The Whiteheads' work is based on the developmental psychology of Erik Erikson. The underlying notion of Christian Life Patterns is that the human personality grows and develops not only in infancy, childhood, and adolescence but over the entire life span. As the subtitle of this book indicates, moreover, this process of development offers opportunities for both psychological and religious growth. The Whiteheads divide the process of psychological and religious development into three phases, each of which has a particular challenge or crisis to be surmounted.

The first phase is that of young adulthood, which corresponds to the twenties. During this phase the individual strives to integrate intimacy (that is, discover a loved partner with whom to share life, work, and love in ways that are mutually satisfying and enriching) and identity (that is, achieve a sense of independent selfhood). The religious invitation of this phase is to establish and maintain an interpersonal relationship with the Lord which provides a framework for one's interaction with self and others, and to choose a vocation.

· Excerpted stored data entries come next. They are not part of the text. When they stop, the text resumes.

PR #1523, opened 2019-11-10
#1518 Corrected select all state

### LINKED ISSUE #1518: StocktakeManagePage all selected is sometimes incorrect
## Describe the bug

The `AllSelected` toggle is sometimes incorrect.

### To reproduce

1. Go to `StocktakeManagePage`
2. Filter by some string
3. Click all selected
4. remove filter
5. See error

### Expected behaviour

N/A

### Version and device info

- App version: 3.0+
- Tablet model: All
- OS version: All

### Additional context

N/A

joshxg:
Fixes #1518 

## Change summary

- When selecting all, all items are actually selected. This is the behaviour I would expect.

## Testing

- [ ] Filter `StocktakeManage` page to a sub set of items and pres all items selected. All items should be selected (after removing the filter)

I think we are looking to change this page anyway (Or at least I would like to!), but probably not before the next version?

### DIFF
--- a/src/pages/dataTableUtilities/reducer/rowReducers.js
+++ b/src/pages/dataTableUtilities/reducer/rowReducers.js
@@ -82,13 +82,13 @@ export const deselectAll = state => {
  * Toggles selection of all rows between selected/false
  */
 export const toggleSelectAll = state => {
-  const { data, keyExtractor, dataState, allSelected } = state;
+  const { keyExtractor, dataState, allSelected, backingData } = state;
 
   const newDataState = new Map(dataState);
 
   const newSelectionState = !allSelected;
 
-  data.forEach(item => {
+  backingData.forEach(item => {
     const rowKey = keyExtractor(item);
     newDataState.set(rowKey, { ...newDataState.get(rowKey), isSelected: newSelectionState });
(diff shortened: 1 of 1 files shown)


Chris-Petty:
Funnily enough, the original implementation was a bit more complex. The state of selecting all items was a reflection of if all the current filtered items was selected. E.g. you could search for all items starting with "para" and hit the toggle, it'd select all those items. When you clear the filter it'd just update the state of the toggle to be off.

Alternatively, if you filtered the table to 1 row, then selected it, the toggle would turn on. Likewise pressing the toggle again would remove selection from only items in the table.

In reality I think no one actually uses it like this lol, it is usually omitted from trainings 'cause it's edgy power user tricks. But it is snazzy if you want to just stocktake specific sets of items rather than literally all items.

Anyway, to maintain that behaviour the code you've changed was fine. You'd instead need to update the toggle state by checking if every row in data is selected, every time you change `data` or `selection`.

joshxg:
I did think about that. I figured that for now, at least, make this change. With discussions regarding a unified UI for item selection and potential changes there wouldn't be too much point investing time, right now.

PR #1524, opened 2019-11-10
#1426 Navigation debouncing

### LINKED ISSUE #1426: Navigation should be debounced
## Describe the bug

Navigating can often lead to the user error of navigating back more than desired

The second phase of adult development is that of middle adulthood, which spans the broad scope of human experience between the thirties and sixties. The challenge of this stage is to resolve the tension between generativity (that is, broadening the scope of one's concern to include, effective involvement in an expanding social network) and self-centered impulses (that is, focusing one's efforts and energies upon oneself and a narrow circle of intimates). While the outcome of the successful negotiation of the struggle to integrate intimacy and identity is love, the satisfactory resolution of the crisis of middle adulthood produces creativity and caring. The Christian expresses this creativity and care in diakonia, "action for others, action expressive of one's talents and gifts, and action in accord with the vision or dream of Christianity."(6)

The final phase of adult development is late adulthood. Here the person struggles with integrity (that is, self-assessment that can lead to an acceptance of one's life as meaningful and appropriate) and despair (that is, the inability to find one's own life acceptable and the realization that there is not enough time left to make something different, something meaningful, of one's life). At this stage the Christian is invited to accept her or his own finiteness and mortality and God's unconditional, unmerited, and unmeritable love, which does not depend on what I do or who I am. The fruit of this phase of development is wisdom.

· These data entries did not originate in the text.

PR #1525, opened 2019-11-10
#1450 Localization update

### LINKED ISSUE #1450: The french translation for Login or the alert for a wrong password are not right
## Describe the bug

The french translation for Login is displayed as "Se connecter or Ouverture de session". It should be either "Se connecter" OR "Ouverture de session" but not both. You can choose either !!!

Also when you don't have the right password, the alert that is displayed has not been translated

### To reproduce

1. Open msupply mobile
2. Change language to french
3. See error
4. Put a wrong password
5. See Error

### ScreenShot

image

image

### Expected behaviour

Translation should be either "Se connecter" OR "Ouverture de session" but not both

For the alert Translation should be "Utilisateur ou mot de passe incorrect"

### Version and device info

- App version: 3.0.0
- Tablet model: Galaxy Tab A
- OS version: Android 9.0

### Additional context

I remember having put both as translation to choose one or the other but I was probably unclear or even forgot to say that a choice needed to be made...

joshxg:
Fixes #1450 

## Change summary

Updates some incorrect translations

## Testing

- [ ] The translations described in the issue are correct!

N/A

### DIFF
--- a/src/localization/authStrings.js
+++ b/src/localization/authStrings.js
@@ -16,9 +16,9 @@ export const authStrings = new LocalizedStrings({
   },
   fr: {
     logging_in: 'Connexion en cours',
-    login: 'Se connecter or Ouverture de session',
+    login: 'Se connecter',
     password: 'Mot de passe',
-    user_name: "Identifiiant or Nom d'utilisateur",
+    user_name: 'Identifiiant',
   },
   gil: {
     logging_in: 'Taninga bwa e na uki',


src/localization/authStrings.js
```diff
@@ -13,12 +13,13 @@ export const authStrings = new LocalizedStrings({
...
     email: 'E-mail Address',
+    invalid_username_or_password: 'Invalid username or password',
   },
   fr: {
     logging_in: 'Connexion en cours',
-    login: 'Se connecter or Ouverture de session',
+    login: 'Se connecter',
     password: 'Mot de passe',
-    user_name: "Identifiiant or Nom d'utilisateur",
+    user_name: 'Identifiiant',
```
DhanyaHerath: Is this a typo? `Identifiant` maybe? (google translate seems to agree)

alainsussol: @DhanyaHerath Yes it is a typo. Should be as you said ie Identifiant

alainsussol:
@joshxg Identifiant ou mot de passe invalide

src/localization/authStrings.js
joshxg: oops. fe50743

joshxg:
@DhanyaHerath Please re-review

diegoevangelisti:
- [x] The translations described in the issue are correct!

Test done

PR #1581, opened 2019-11-25
#1580 Badges crash on navigating

### LINKED ISSUE #1580: Badges crash when navigating quickly
## Describe the bug

When opening a popover from a badge and quickly navigating, the app crashes

Throwing: `java.lang.Double.doubleValue()' on a null object reference`

### To reproduce

1. Click on a badge to open the popover
2. Click on a button to navigate before the popover opens

badgeCrash

### Expected behaviour

The app shouldn't crash

### Version and device info

- App version: 3.1 development
- Tablet model: all
- OS version: all

### Additional context

Not sure of the cause, exactly

joshxg:
Fixes #1580 

## Change summary

- Turns out it was because of the badge being unmounted and the ref being reset. Which is what the changes in `MenuPage` were from. So the popover was trying to reference a null pointer.
- When this was fixed, there was an issue that the popover would not dissapear after navigating away. So this is where the change to `usePopover` using `useNavigationFocus` and the addition of `willBlur` in `useNavigationFocus` comes from.

## Testing

- [ ] When clicking pressing a badge to open a popover, and tapping a button to navigate, the app does not crash!
- [ ] When clicking pressing a badge to open a popover, and tapping a button to navigate, the popover is not visible
- [ ] When clicking pressing a badge to open a popover, and tapping a button to navigate, when returning to the previous page (menu page) the popover is closed.

You could also fork/pr into this repo to add a simple line here:  https://github.com/SteffeyDev/react-native-popover-view/blob/6b2c0dea3529f5dd821d6dd98394a45a096d79f2/src/Utility.js#L32-L36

Christian Life Patterns offers us a way of conceptualizing St. Teresa's life story in contemporary terms. This conceptualization not only helps us to understand the process of her psychological and religious development but also to discover a commonality between her experience and our own, since we share the same human condition.

When St. Teresa started to write the Life, she was forty-seven. She would live twenty more years. As she looked back over her life from the perspective of 1562, she had, in the Whiteheads' phases, passed through young adulthood and was in the midst of middle adulthood, having negotiated a mid-life crisis at the age of thirty-nine.

Theresa's young adulthood is characterized by an irresolution which brought her to a spiritual impasse. She had been a devout child; in adolescence, however, she lost the "good habits" of childhood (38), a loss for which she later grieved. As an adolescent she became intensely engaged in the effort to integrate intimacy and identity. Although Teresa managed to recover something of her earlier devotion, opened herself to an intimate relationship with God, and resolved to enter religious life, she could not shake herself loose from her attachment to the world. Teresa tells us that the form her affection for the world took was an addiction to useless social intercourse and the exchange of Avila gossip which took place in the salon-like atmosphere of the parlor of the convent of the Incarnation. Once she was back inside the convent routine, these parlor conversations were a constant source of distraction. The hours spent in the parlor undermined the asceticism of cutting down on useless external stimulation, an asceticism demanded by the life of prayer. Teresa's first eighteen years as a nun were marked by a spiritual tepidity and lukewarmness which were the direct effect of her worldly attachment. The tension between Teresa's friendship with God and her attachment to the world, which she herself describes as "two contraries -- so inimical to one another" (63), wreaked physical and psychic havoc: during this period she constantly complained of ulcers, headaches, backaches, etc. Thus while Teresa made a choice of vocation in young adulthood, she did not successfully integrate intimacy and identity during this phase. Rather, she wavered between God and the world for almost two decades.(7)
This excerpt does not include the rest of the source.